**AIM OF THE EXERCISE**
Each line of the listing below must be returned exactly.

------------------------

PR #4073, opened 2019-12-05
Updating Starcrash prep type to PREPARE

izawwlgood:
Starcrash is not TARGETed, but PREPAREd.


Tarhish:
Bput test has failed again for some reason so this will probably need to be  resubmitted, but this is a valid change. STARCRASH cannot be targeted.

PR #4074, opened 2019-12-06
remedy.lic - fixed some issues and added comments

dakre18:
Continue arg will now get the pestle/mixing stick before starting.
Added match message to handle herb containers.
Changed fput to get_item, in case stow_item ties it.
Added comments to clarify some parts of the script.

### DIFF
--- a/remedy.lic
+++ b/remedy.lic
@@ -122,6 +122,7 @@ class Remedy
       @verb = 'mix'
     end
 
+    get_item(@pestle) if args.continue
     work("analyze my #{@noun}") if args.continue
 
     create_item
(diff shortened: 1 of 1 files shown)


Sarvatt:
using get_item instead is fine, but it wont untie items. that's get_crafting_item

dakre18:
get_item calls get_crafting_item in remedy.lic. it works slightly different depending on some conditions.

remedy.lic
```diff
@@ -187,17 +188,19 @@ class Remedy
...
+          # stow then get, to prevent getting herbs from container (i.e. mortar)
           stow_item(@container)
           bput("get my #{@herb1}", 'You get', 'What were you referring to?', 'You are already holding that.') # using bput instead of get_item to keep script running when it cannot get the herb
-          fput("get my #{@container}")
+          get_item(@container)
           bput("lower #{@container} ground", 'You lower')
           bput("get #{@herb1} from #{@container}", 'You get', 'What were you referring to?')
           if bput("combine my #{@herb1}", 'You combine', 'too large to add', 'You must be holding both') == 'You must be holding both'
-            @count = 25
+            @count = 25 # 25 used to break loops
```
rpherbig: 💡 If this is really just used to break the loop, then `break` is the better way to do this

dakre18: There are 2 separate loops using count, to handle some inventory issues. I think you have a point, so i looked at it again. At that point, it's meant to break both loops, because there are no more herbs to get.

I think i can optimize that section more, and replace that line with a break (i have to make a few changes for that to work). I've only programmed for personal projects, never professionally, so I still have plenty to learn.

------------------------

**ANSWER SECTION**
PR #4073, opened 2019-12-05
Updating Starcrash prep type to PREPARE

izawwlgood:
Starcrash is not TARGETed, but PREPAREd.


Tarhish:
Bput test has failed again for some reason so this will probably need to be  resubmitted, but this is a valid change. STARCRASH cannot be targeted.

PR #4074, opened 2019-12-06
remedy.lic - fixed some issues and added comments

dakre18:
Continue arg will now get the pestle/mixing stick before starting.
Added match message to handle herb containers.
Changed fput to get_item, in case stow_item ties it.
Added comments to clarify some parts of the script.

### DIFF
--- a/remedy.lic
+++ b/remedy.lic
@@ -122,6 +122,7 @@ class Remedy
       @verb = 'mix'
     end
 
+    get_item(@pestle) if args.continue
     work("analyze my #{@noun}") if args.continue
 
     create_item
(diff shortened: 1 of 1 files shown)


Sarvatt:
using get_item instead is fine, but it wont untie items. that's get_crafting_item

dakre18:
get_item calls get_crafting_item in remedy.lic. it works slightly different depending on some conditions.

remedy.lic
```diff
@@ -187,17 +188,19 @@ class Remedy
...
+          # stow then get, to prevent getting herbs from container (i.e. mortar)
           stow_item(@container)
           bput("get my #{@herb1}", 'You get', 'What were you referring to?', 'You are already holding that.') # using bput instead of get_item to keep script running when it cannot get the herb
-          fput("get my #{@container}")
+          get_item(@container)
           bput("lower #{@container} ground", 'You lower')
           bput("get #{@herb1} from #{@container}", 'You get', 'What were you referring to?')
           if bput("combine my #{@herb1}", 'You combine', 'too large to add', 'You must be holding both') == 'You must be holding both'
-            @count = 25
+            @count = 25 # 25 used to break loops
```
rpherbig: 💡 If this is really just used to break the loop, then `break` is the better way to do this

dakre18: There are 2 separate loops using count, to handle some inventory issues. I think you have a point, so i looked at it again. At that point, it's meant to break both loops, because there are no more herbs to get.

I think i can optimize that section more, and replace that line with a break (i have to make a few changes for that to work). I've only programmed for personal projects, never professionally, so I still have plenty to learn.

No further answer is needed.